Task to complete: Each record below needs to be written out exactly as it reads.
(Available data begins)
Issue #132, opened 2024-05-22
validate_registry_response function


IIEIIEJI:
Hello!.
Maybe, in the **_validate_registry_response_** function, there is a non-compliance with the https://github.com/opencontainers/distribution-spec/blob/main/spec.md#errors-2 standard. 
Firstly the returned format may not be json ( ...A 4XX response code from the registry MAY return a body in any format....). Secondly some registries return their own code, for example Harbor v2.9.0 returns this error: r#"{"errors":[{"code": "NOT_FOUND", "message": "artifact image:0.0.1 not found"}]}]}"#.
It may be more correct to use the following variant of the **_validate_registry_response_** function: 
```
fn validate_registry_response(status: reqwest::StatusCode, body: &[u8], url: &str) -> Result<()> {
    debug!(STATUS=?status);
    match status {
        reqwest::StatusCode::OK => Ok(()),
        reqwest::StatusCode::UNAUTHORIZED => Err(OciDistributionError::UnauthorizedError {
            url: url.to_string(),
        }),
        s if s.is_success() => Err(OciDistributionError::SpecViolationError(format!(
            "Expected HTTP Status {}, got {} instead",
            reqwest::StatusCode::OK,
            status,
        ))),
        s if s.is_client_error() => {
            let text = std::str::from_utf8(body)?;
            
            // According to the OCI spec, we should see an error in the message body.
            match serde_json::from_str::<OciEnvelope>(text) {
                Ok(envelope) => Err(OciDistributionError::RegistryError {
                    envelope,
                    url: url.to_string(),
                }),
                Err(err) => {
                    debug!(err=?err,"Not valid OciError (https://github.com/opencontainers/distribution-spec/blob/master/spec.md#errors-2)");
                    Err(OciDistributionError::ServerError {
                        code: s.as_u16(),
                        url: url.to_string(),
                        message: text.to_string(),
                    })
                }
            }
        }
        s => {
            let text = std::str::from_utf8(body)?;

            Err(OciDistributionError::ServerError {
                code: s.as_u16(),
                url: url.to_string(),
                message: text.to_string(),
            })
        }
    }
}
```

thomastaylor312:
Looks like you are correct here! Code also looks pretty good with the only suggestion being to check the response headers to see if content-type is set before parsing JSON. Completely open to a PR if you'd like to submit!

renshao:
I believe this issue can be closed, with #290 now merged. cc @thomastaylor312

PR #290, opened 2026-09-12
fix: handle unknown error codes and non UTF-8 server error bodies

renshao:
Follow-up to #132. Most of that issue was already addressed (the 4xx fallback to `ServerError` in 5cf221f and `OciErrorCode::NotFound` in 3a7131d). This PR covers the two remaining gaps in `validate_registry_response`.

## Changes

- **Unknown error codes**: add `OciErrorCode::Other(String)` (a `#[serde(untagged)]` variant). Registries that return codes outside the OCI spec now still produce a `RegistryError` with the original code preserved, instead of falling back to a plain `ServerError` and losing the envelope structure.
- **Non UTF-8 bodies on non-4xx errors**: the catch-all arm (mostly 5xx, but also 1xx, 3xx and non-standard codes) now uses `String::from_utf8_lossy`, matching the 4xx arm. Previously `std::str::from_utf8(body)?` returned a UTF-8 decoding error and the HTTP status code was lost.
- Bump the minimum `serde` to `1.0.181`, which is required for untagged variants in a tagged enum.

## Compatibility

Adding a variant to the public `OciErrorCode` enum is a breaking change for exhaustive `match`es without a wildcard arm.

## Testing

- `errors::test::test_deserialize_unknown_code`: unknown code parses and round-trips through serialization.
- `client::test::test_validate_registry_response_unknown_error_code`: 4xx with an unknown code yields `RegistryError`.
- `client::test::test_validate_registry_response_server_error_non_utf8_body`: 5xx with a non UTF-8 body yields `ServerError` with the status code.

Note: `cargo clippy --all-targets -- -D warnings` fails on current `main` with recent clippy (`useless_borrows_in_formatting` on `format!("Bearer {}", &token)` in the test module). That's unrelated and left untouched here.


Cargo.toml
```diff
@@ -49,7 +49,7 @@ reqwest = { version = "0.13", default-features = false, features = [
   "stream",
 ] }
 serde_json = "1.0"
-serde = { version = "1.0", features = ["derive"] }
+serde = { version = "1.0.181", features = ["derive"] }
```
flavio: do we really need to pick this specific patch level?

renshao: Good catch, it isn't needed. Per-variant `#[serde(untagged)]` landed in serde 1.0.164, and dependencies like serde_json already require ^1.0.220.

flavio (approved):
(Available data ends)
Answer:
Issue #132, opened 2024-05-22
validate_registry_response function


IIEIIEJI:
Hello!.
Maybe, in the **_validate_registry_response_** function, there is a non-compliance with the https://github.com/opencontainers/distribution-spec/blob/main/spec.md#errors-2 standard. 
Firstly the returned format may not be json ( ...A 4XX response code from the registry MAY return a body in any format....). Secondly some registries return their own code, for example Harbor v2.9.0 returns this error: r#"{"errors":[{"code": "NOT_FOUND", "message": "artifact image:0.0.1 not found"}]}]}"#.
It may be more correct to use the following variant of the **_validate_registry_response_** function: 
```
fn validate_registry_response(status: reqwest::StatusCode, body: &[u8], url: &str) -> Result<()> {
    debug!(STATUS=?status);
    match status {
        reqwest::StatusCode::OK => Ok(()),
        reqwest::StatusCode::UNAUTHORIZED => Err(OciDistributionError::UnauthorizedError {
            url: url.to_string(),
        }),
        s if s.is_success() => Err(OciDistributionError::SpecViolationError(format!(
            "Expected HTTP Status {}, got {} instead",
            reqwest::StatusCode::OK,
            status,
        ))),
        s if s.is_client_error() => {
            let text = std::str::from_utf8(body)?;
            
            // According to the OCI spec, we should see an error in the message body.
            match serde_json::from_str::<OciEnvelope>(text) {
                Ok(envelope) => Err(OciDistributionError::RegistryError {
                    envelope,
                    url: url.to_string(),
                }),
                Err(err) => {
                    debug!(err=?err,"Not valid OciError (https://github.com/opencontainers/distribution-spec/blob/master/spec.md#errors-2)");
                    Err(OciDistributionError::ServerError {
                        code: s.as_u16(),
                        url: url.to_string(),
                        message: text.to_string(),
                    })
                }
            }
        }
        s => {
            let text = std::str::from_utf8(body)?;

            Err(OciDistributionError::ServerError {
                code: s.as_u16(),
                url: url.to_string(),
                message: text.to_string(),
            })
        }
    }
}
```

thomastaylor312:
Looks like you are correct here! Code also looks pretty good with the only suggestion being to check the response headers to see if content-type is set before parsing JSON. Completely open to a PR if you'd like to submit!

renshao:
I believe this issue can be closed, with #290 now merged. cc @thomastaylor312

PR #290, opened 2026-09-12
fix: handle unknown error codes and non UTF-8 server error bodies

renshao:
Follow-up to #132. Most of that issue was already addressed (the 4xx fallback to `ServerError` in 5cf221f and `OciErrorCode::NotFound` in 3a7131d). This PR covers the two remaining gaps in `validate_registry_response`.

## Changes

- **Unknown error codes**: add `OciErrorCode::Other(String)` (a `#[serde(untagged)]` variant). Registries that return codes outside the OCI spec now still produce a `RegistryError` with the original code preserved, instead of falling back to a plain `ServerError` and losing the envelope structure.
- **Non UTF-8 bodies on non-4xx errors**: the catch-all arm (mostly 5xx, but also 1xx, 3xx and non-standard codes) now uses `String::from_utf8_lossy`, matching the 4xx arm. Previously `std::str::from_utf8(body)?` returned a UTF-8 decoding error and the HTTP status code was lost.
- Bump the minimum `serde` to `1.0.181`, which is required for untagged variants in a tagged enum.

## Compatibility

Adding a variant to the public `OciErrorCode` enum is a breaking change for exhaustive `match`es without a wildcard arm.

## Testing

- `errors::test::test_deserialize_unknown_code`: unknown code parses and round-trips through serialization.
- `client::test::test_validate_registry_response_unknown_error_code`: 4xx with an unknown code yields `RegistryError`.
- `client::test::test_validate_registry_response_server_error_non_utf8_body`: 5xx with a non UTF-8 body yields `ServerError` with the status code.

Note: `cargo clippy --all-targets -- -D warnings` fails on current `main` with recent clippy (`useless_borrows_in_formatting` on `format!("Bearer {}", &token)` in the test module). That's unrelated and left untouched here.


Cargo.toml
```diff
@@ -49,7 +49,7 @@ reqwest = { version = "0.13", default-features = false, features = [
   "stream",
 ] }
 serde_json = "1.0"
-serde = { version = "1.0", features = ["derive"] }
+serde = { version = "1.0.181", features = ["derive"] }
```
flavio: do we really need to pick this specific patch level?

renshao: Good catch, it isn't needed. Per-variant `#[serde(untagged)]` landed in serde 1.0.164, and dependencies like serde_json already require ^1.0.220.

flavio (approved):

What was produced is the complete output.